Already facing a collective shortfall in the range of $70 billion this year, many states will have to deal with shortfalls well after the country’s economy begins to recover, economists and fiscal experts said.
That could force even states run by lawmakers dead set against raising taxes to eventually consider increasing cigarette, gas or sales taxes.
“It’s going to be a tough couple of years to get through here because revenues are going to be lousy and demands on spending are going to be going up,” David Wyss, chief economist at Standard & Poor’s, told lawmakers Saturday at the National Conference of State Legislatures’ fall forum.
“You’re going to have to bite the bullet.
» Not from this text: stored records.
PR #1710, opened 2026-05-20
gocli, net-res-injector: Set webhook fail policy to Ignore

nirdothan:

Currently various tests flake randomly with communication problems attempting to call the network-resources-injector webhook [1]. The vast majority of the failing scenarios do not even need to call it (only macvtap and bridge-marker).
The main consumer is SR-IOV however those tests run with the sriov-kind provider, which is not affected by this change.

This quick and dirty solution will spare flakes from unrelated tests. Should this problem occur in relevant tests they will most likely fail anyway, although the failure reason could be harder to identify. Look for scheduling issues with missing custom resource requests/limits in virt-launcher pod.
A proper solution could be introduced by manipulating the MutatingWebhookConfiguration manifest to increase timeout, however we currently do not explicitly deploy that manifest, and rather rely on the network-resources-injector's server to inject that object in its init container.

[1] https://prow.ci.kubevirt.io/view/gs/kubevirt-prow/pr-logs/pull/kubevirt_kubevirt/17805/pull-kubevirt-e2e-k8s-1.35-sig-network/2056297617125543936

Fixes #

**Checklist**

**Release note**:

```release-note
NONE
```

### DIFF
--- a/cluster-provision/gocli/opts/network_resources_injector/manifests/server.yaml
+++ b/cluster-provision/gocli/opts/network_resources_injector/manifests/server.yaml
@@ -45,6 +45,7 @@ spec:
         - -logtostderr
         - -v=2
         - -insecure
+        - -failure-policy=Ignore
         env:
         - name: NAMESPACE
           valueFrom:


orelmisan (commented):
Thank you for the PR @nirdothan.

Do we understand the root cause here?

nirdothan:
> Thank you for the PR @nirdothan.
> 
> Do we understand the root cause here?

No. Nothing wrong can be seen in the cluster. The service is running. It is assumed to be a communication failure.

oshoval:
what if you stop deploying it on lanes that not require it, is it possible?
(i guess not, due to bm, macvtap ?)
worth to consult Sebastian / Miguel

ignore isn't optimal
can you please try something easy instead ?
lets dive bit deeper if possible please to map what exactly happens, when, and the options and then we can choose imo,

note that soon we will move to emulated sriov on vm based providers, and we will need it when using DP + CNI,
but not when we move to DRA

oshoval:
```
Unexpected Warning event received: testvmi-kwwxn-xxxxxxxxxxxxxxxxxxxxxxxxxxxxxxxxxxxxxxxxxxxxxxxxx,1907b66d-2a4d-4fae-9b78-855445507b4e: Error creating pod: Internal error occurred: failed calling webhook "network-resources-injector-mutating-config.k8s.cni.cncf.io": failed to call webhook: Post "https://network-resources-injector-service.kube-system.svc:443/mutate?timeout=10s": EOF
```
It is just a warning hence
just add this to warning ignore list, there is build in retry i think
the test is too strict, but we have mechanism to ignore specific warnings

orelmisan:
> > Thank you for the PR @nirdothan.
> > Do we understand the root cause here?
> 
> No. Nothing wrong can be seen in the cluster. The service is running. It is assumed to be a communication failure.

The network-resources-injector is a stable project.
I suggest investing some time looking into this.

oshoval:
> The network-resources-injector is a stable project. I suggest investing some time looking into this.

as Nir told offllne, 10s is too little, and aint straight forward to increase,
it is wrong to be strict for every warning, this why we have the mech for ignoring selected warnings, it proved itself

orelmisan:
Can we increase the timeout instead?

nirdothan:
> Can we increase the timeout instead?

The go code provides a flag to ignore errors but it does not expose a timeout flag. 
As I wrote in the description, editing the MutatingWebhookConfiguration is more work, because we currently don't specify it and rely on `network-resources-injector` init container to auto generate it with its built in logic to generate cert/ca. 
I can do that as a followup (but with static credentials - not with cert-manager).

oshoval:
imo it doesn't worth to effort, NRI here is a helper in the development, not the DUT,
simple timeout warning better to keep things simple,
or to open them an issue asking for an easy way to config it

orelmisan:
> imo it doesn't worth to effort, NRI here is a helper in the development, not the DUT, simple timeout warning better to keep things simple, or to open them an issue asking for an easy way to config it

The whole point of VEP 106 was to outsource work to the network-resources-injector so it is part of the system under test, not just a development helper.
Ignoring its failures or integration issues means we're closing our eyes to real problems in a path we chose to depend on.

oshoval:
> > imo it doesn't worth to effort, NRI here is a helper in the development, not the DUT, simple timeout warning better to keep things simple, or to open them an issue asking for an easy way to config it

You are going to have significant budget cuts, and you may well have to see some tax increases as well because I’m not sure you’re going to be able to do it on the budget [cutting] side.”
National improvement
Wyss, a former senior staff economist with the President’s Council of Economic Advisers, said he expects the economy to start improving during the second half of next year unless oil prices spike and banks continue to not lend money.
“This recession is just getting to the worst part,” he said.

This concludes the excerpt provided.